RMH: This song began as all the songs on War Is On Its Way began, with modular synthesizer experiments. I linked two Moog DFAMS and a Moog Grandmother together and then experimented and explored until I found sound patterns I liked. Once I found something, I’d record 15 minutes of me taking that pattern through variations of speed, pitch, filters, and waveforms. I came back to the recordings about six months later and began chopping them up into smaller sections and adding new beats over the top. The songs just emerged from there.
I’d get a phrase I like and then join it with another. Then I’d add a bass line, keyboard melody or guitar riff. It was meticulous but it also felt inevitable like the songs were just happening.
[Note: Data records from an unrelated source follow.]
PR #4815, opened 2017-10-12
Fix spec of Thread#status for an externally killed thread that sleeps

### LINKED ISSUE #4705: Thread.current.status is wrong for killed thread
### Environment

Provide at least:
* JRuby version: jruby 9.1.12.0 (2.3.3) 2017-06-15 33c6439 Java HotSpot(TM) 64-Bit Server VM 25.112-b16 on 1.8.0_112-b16 [darwin-x86_64]
* Operating system and platform: Darwin de01pc11303.global.jhcn.net 16.6.0 Darwin Kernel Version 16.6.0: Fri Apr 14 16:21:16 PDT 2017; root:xnu-3789.60.24~6/RELEASE_X86_64 x86_64

### Expected Behavior

A sleeping thread that gets killed should have status 'aborting' and not 'run'.

### Actual Behavior

The following code outputs 'run' on jruby, whereas on mri it outputs 'aborting'.

```ruby
t = Thread.new {
  begin
    sleep
  ensure
    puts Thread.current.status # should output 'aborting' when killed
  end
}
t.kill
```

Example run on jruby:
```ruby
irb(main):020:0> t = Thread.new { begin; sleep; ensure; puts Thread.current.status; end }
=> #<Thread:0x79ad8b2f@(irb):20 sleep>
irb(main):021:0> t.kill
run
=> #<Thread:0x79ad8b2f@(irb):20 dead>
```

Example run on mri ruby:
```ruby
irb(main):013:0>  t = Thread.new { begin; sleep; ensure; puts Thread.current.status; end }
=> #<Thread:0x007faefc8bad78@(irb):13 run>
irb(main):014:0> t.kill
aborting
=> #<Thread:0x007faefc8bad78@(irb):13 sleep>
```

This code is a simplified version of ActiveRecord transaction code that fails.
See:
  * https://github.com/rails/rails/blob/master/activerecord/lib/active_record/connection_adapters/abstract/transaction.rb#L237
  * Failing test case: https://github.com/rails/rails/blob/master/activerecord/test/cases/transactions_test.rb#L587

iaddict:
Fixes #4705

### DIFF
--- a/core/src/main/java/org/jruby/RubyThread.java
+++ b/core/src/main/java/org/jruby/RubyThread.java
@@ -1511,7 +1511,9 @@ public class RubyThread extends RubyObject implements ExecutionContext {
     }
 
     public void exitSleep() {
-        status.set(Status.RUN);
+        if (status.get() != Status.ABORTING) {
+            status.set(Status.RUN);
+        }
     }
 
     @JRubyMethod(name = {"kill", "exit", "terminate"})
--- a/spec/tags/ruby/core/thread/status_tags.txt
+++ b/spec/tags/ruby/core/thread/status_tags.txt
@@ -1,2 +1,1 @@
 unstable:Thread#status reports aborting on a killed thread
-fails:Thread#status reports aborting on an externally killed thread that sleeps


headius:
There could be a race here, if a thread marks itself as aborting and then some other thread tries to exit sleep at the same time, but ideally exitSleep should only be called by that thread when it transitions. The uses I reviewed seem to fit that pattern.

Worst case, some bad actor might cause an aborting thread to mark itself as runnable again. it would be no worse than now but less likely to happen.

eregon:
FWIW The way we do in in TruffleRuby is to save/restore the Thread status around sleep/blocking tasks.
And since only the current thread modifies its status and we poll for interrupts after restoring the thread state, I believe this is safe and race-free.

That’s really different than my previous albums that were primarily written on guitar. For those records, I was the songwriter. For this one, I felt like the songs just happened to me.
OSR: What would you like listeners to take away from ‘Bullet Point’?
RMH: I hope listeners hear the song as a single metaphorical image inside a larger portrait. War Is On Its Way is a painting of what it feels like to live in America right now and ‘Bullet Point’ is one aspect of life. The song has a chaotic sensation. Combined with the psychotic rant of the character singing it can be disturbing. I wanted to create something like ‘Pscycho Killer’ by the Talking Heads. The music draws you into the story and now you know the story too. I hope it builds further awareness about this mess we’re in and resolve to help change it.
OSR: You had a text art installation on your social media building up to this single, can you tell us a bit more about this?
RMH: I love art by Jenny Holzer and Barbara Krueger. I wanted to do something similar that explores the language of violence that we take for granted. I created short videos with song clips from the album then overlaid them with text like, “Launch the Panic Attack,” “I’m Killing It Today,” “Dead Drunk,” and “What is Friendly About Friendly Fire?”. I wanted to cause reflection on this violent language we use every day. ‘Bullet Point’ uses some of this language in the lyrics.
OSR: If you were a new addition to the crayon box, what colour would you be and why?
RMH: Ultraviolet Blue. I might be moody but I bring an unexpected brightness to those around me.
OSR: What piece of advice do you have for artists looking to follow in your shoes?
RMH: Stay persistent and don’t let the pressure of time wear you down. Just pursue your own artistic growth. Don’t compare yourself to anyone else. I often think of something I heard Rick Rubin say in a podcast. He said that if an artist can create the same sensation a person has from looking at waves in the ocean or at a sunset, then she’s succeeded. Look for those moments in your own music.
OSR: What is the greatest hurdle you have had to overcome?
RMH: When it comes to pursuing music I’ve often found myself wishing for a different situation. I want more time, more talent, more solitude, more collaborators, more of what I don’t have. What I’ve had to learn is that my situation is not lacking anything. It just is the one I have. Accepting it has been hard because it’s easy to tell myself stories that I could be better if things were different. It’s a massive mental exercise to accept your situation without judgement.
OSR: What are your plans for the next 12 months?
RMH: War Is On Its Way comes out on September 10 so I’ll continue promoting it for the rest of the year. I plan to start writing new songs this winter to break that 2.5-year release cycle! Next spring I have a book being published called Two Beats Ahead. It’s about the shared mindsets of designers and musicians. Another one of my “day jobs” is teaching at Berklee College of Music in Boston. The book is based on my class and features interviews with Hank Shocklee, T Bone Burnett, Imogen Heap, Pharrell and others. My co-author and I break down the creative process of great songwriters, performers and producers and show the similarities we use in the design process at IDEO (where I work) and in my own career. I might be a designer by day and musician by night, but in truth, it’s all the same.